PR #630, opened 2024-04-05
Introduce consistent transaction settings

onobc:
This commit introduces a common transaction settings class used by `PulsarTemplate` and `PulsarContainerProperties`. This ensures common transaction properties and handling for both components.

See #27

cc: @jonas-grgt

### DIFF
--- a/spring-pulsar/src/main/java/org/springframework/pulsar/config/MethodPulsarListenerEndpoint.java
+++ b/spring-pulsar/src/main/java/org/springframework/pulsar/config/MethodPulsarListenerEndpoint.java
@@ -45,6 +45,7 @@ import org.springframework.pulsar.listener.Acknowledgement;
○ ○ ○ ○
- Directions for this task: Please transcribe the records in full, keeping every word as it is.

- Reply:
PR #630, opened 2024-04-05
Introduce consistent transaction settings

onobc:
This commit introduces a common transaction settings class used by `PulsarTemplate` and `PulsarContainerProperties`. This ensures common transaction properties and handling for both components.

See #27

cc: @jonas-grgt

### DIFF
--- a/spring-pulsar/src/main/java/org/springframework/pulsar/config/MethodPulsarListenerEndpoint.java
+++ b/spring-pulsar/src/main/java/org/springframework/pulsar/config/MethodPulsarListenerEndpoint.java
@@ -45,6 +45,7 @@ import org.springframework.pulsar.listener.Acknowledgement;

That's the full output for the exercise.